* Assignment
Leaving nothing out, set down all the data exactly.

[Start of Attachment]

PR #1230, opened 2020-03-10
DRAFT [3097] ignore sites with no address in location searches

gpeng:
**DRAFT - NOT READY FOR REVIEW**

### Context

Some of the site records in the DB contain inadequate address data. We have decided to continue to omit courses at these sites from search results until we can fix the data.

Add `Course.with_locatable_site` (which delegates to similar scopes on `SiteStatus` and `Site`) and use it to filter `CourseSearchService` results.

### Guidance to review

I think this code will remove courses without a valid site from all search results. The card only specifies it being removed from location searches and distance ordering. I need to check this before review.

I've added this as a totally separate set of scopes. I think it could also have been incorporated into `.findable` which would have resulted in less changes but I decided it was better to make it explicit as `findable` is already a bit 'mysterious' and adding to it would only make things worse. This code should also only be a stop gap while we clean the data, after which, this PR could be reverted.

### Checklist

- [x] Attach to Trello card
- [x] Rebased master
- [x] Cleaned commit history

### DIFF
--- a/app/models/site.rb
+++ b/app/models/site.rb
@@ -56,6 +56,8 @@ class Site < ApplicationRecord
 
   after_commit -> { GeocodeJob.perform_later("Site", id) }, if: :needs_geolocation?
 
+  scope :with_locatable_address, -> { where.not(address1: "").or(Site.unscoped.where.not(postcode: "")) }
+
   def needs_geolocation?
     full_address.present? && (
     latitude.nil? || longitude.nil? || address_changed?
--- a/app/models/course.rb
+++ b/app/models/course.rb
@@ -223,6 +223,10 @@ class Course < ApplicationRecord
     where(is_send: true)
   end
 
+  scope :with_locatable_site, -> do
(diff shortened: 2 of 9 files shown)


app/models/site.rb
```diff
@@ -56,6 +56,8 @@ class Site < ApplicationRecord
 
   after_commit -> { GeocodeJob.perform_later("Site", id) }, if: :needs_geolocation?
 
+  scope :with_locatable_address, -> { where.not(address1: "").or(Site.unscoped.where.not(postcode: "")) }
```
defong:
```suggestion
  scope :with_locatable_address, -> { where.not(address1: "", postcode: "")) }
```

Can we keep it tight
https://github.com/DFE-Digital/teacher-training-api/blob/f41b6f576ac1225a4c00fb617a5e46670ad2e998/app/models/site.rb#L44-L47

gpeng: I think that would do an `AND` and we need an `OR` here. I'm closing this PR for now anyway for a rejig.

[End of Attachment]

* Solved problem
PR #1230, opened 2020-03-10
DRAFT [3097] ignore sites with no address in location searches

gpeng:
**DRAFT - NOT READY FOR REVIEW**

### Context

Some of the site records in the DB contain inadequate address data. We have decided to continue to omit courses at these sites from search results until we can fix the data.

Add `Course.with_locatable_site` (which delegates to similar scopes on `SiteStatus` and `Site`) and use it to filter `CourseSearchService` results.

### Guidance to review

I think this code will remove courses without a valid site from all search results. The card only specifies it being removed from location searches and distance ordering. I need to check this before review.

I've added this as a totally separate set of scopes. I think it could also have been incorporated into `.findable` which would have resulted in less changes but I decided it was better to make it explicit as `findable` is already a bit 'mysterious' and adding to it would only make things worse. This code should also only be a stop gap while we clean the data, after which, this PR could be reverted.

### Checklist

- [x] Attach to Trello card
- [x] Rebased master
- [x] Cleaned commit history

### DIFF
--- a/app/models/site.rb
+++ b/app/models/site.rb
@@ -56,6 +56,8 @@ class Site < ApplicationRecord
 
   after_commit -> { GeocodeJob.perform_later("Site", id) }, if: :needs_geolocation?
 
+  scope :with_locatable_address, -> { where.not(address1: "").or(Site.unscoped.where.not(postcode: "")) }
+
   def needs_geolocation?
     full_address.present? && (
     latitude.nil? || longitude.nil? || address_changed?
--- a/app/models/course.rb
+++ b/app/models/course.rb
@@ -223,6 +223,10 @@ class Course < ApplicationRecord
     where(is_send: true)
   end
 
+  scope :with_locatable_site, -> do
(diff shortened: 2 of 9 files shown)


app/models/site.rb
```diff
@@ -56,6 +56,8 @@ class Site < ApplicationRecord
 
   after_commit -> { GeocodeJob.perform_later("Site", id) }, if: :needs_geolocation?
 
+  scope :with_locatable_address, -> { where.not(address1: "").or(Site.unscoped.where.not(postcode: "")) }
```
defong:
```suggestion
  scope :with_locatable_address, -> { where.not(address1: "", postcode: "")) }
```

Can we keep it tight
https://github.com/DFE-Digital/teacher-training-api/blob/f41b6f576ac1225a4c00fb617a5e46670ad2e998/app/models/site.rb#L44-L47

gpeng: I think that would do an `AND` and we need an `OR` here. I'm closing this PR for now anyway for a rejig.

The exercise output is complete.